UPDATE:  My husband talked with her.  He told her I get to pick the punishment.  I took all CD's and CD players away for a week.   Of course being 11 - she brought up 1000 more issues. How I spoil my bio-child, I blame the 11 year for everything, I don't trust her, I make her do all the work - you know the song and dance.  I've realized - as her Step-Mother - I will never make her happy - she will always complain and I have a long road in front of me.  Right now, I am thinking that an apartment would be nice . . . far away!

mom4good

Just keep showing her that you are doing it b/c you care and want her to grow into a responsible honest young lady. Of course, at her age she will not just look at you and say, "Oh, You're right. Thanks for the punishment!" But, in the end is where step parents get the recogntion and appreciation from their stepchildren.
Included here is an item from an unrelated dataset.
PR #1157, opened 2021-07-23
Integrate crane-lib with DVM

pranavgaikwad:


pkg/controller/directvolumemigration/rsync.go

I am SM and we have full time physical custody of a 13 yr old girl. Your story is dead on. I've found notes "lying around" that say I'm mean, she's told me that I'm just being mean etc etc. But she only acts this way if she's upset about being in trouble. She and I have a GREAT relationship. Over a 7 yr period, we have become mother and Daughter, and yet she still says these things. I can remember thinking them about my own BM, so it's not just us SM's.

I know that wen our children grow up they will be thankful for having fathers who cared enough to fight for them and stepmothers who loved them enough to have the hardest job in the world, yet never leave like their Bm's did. Stepparenting teaches you a lot about humility, Huh?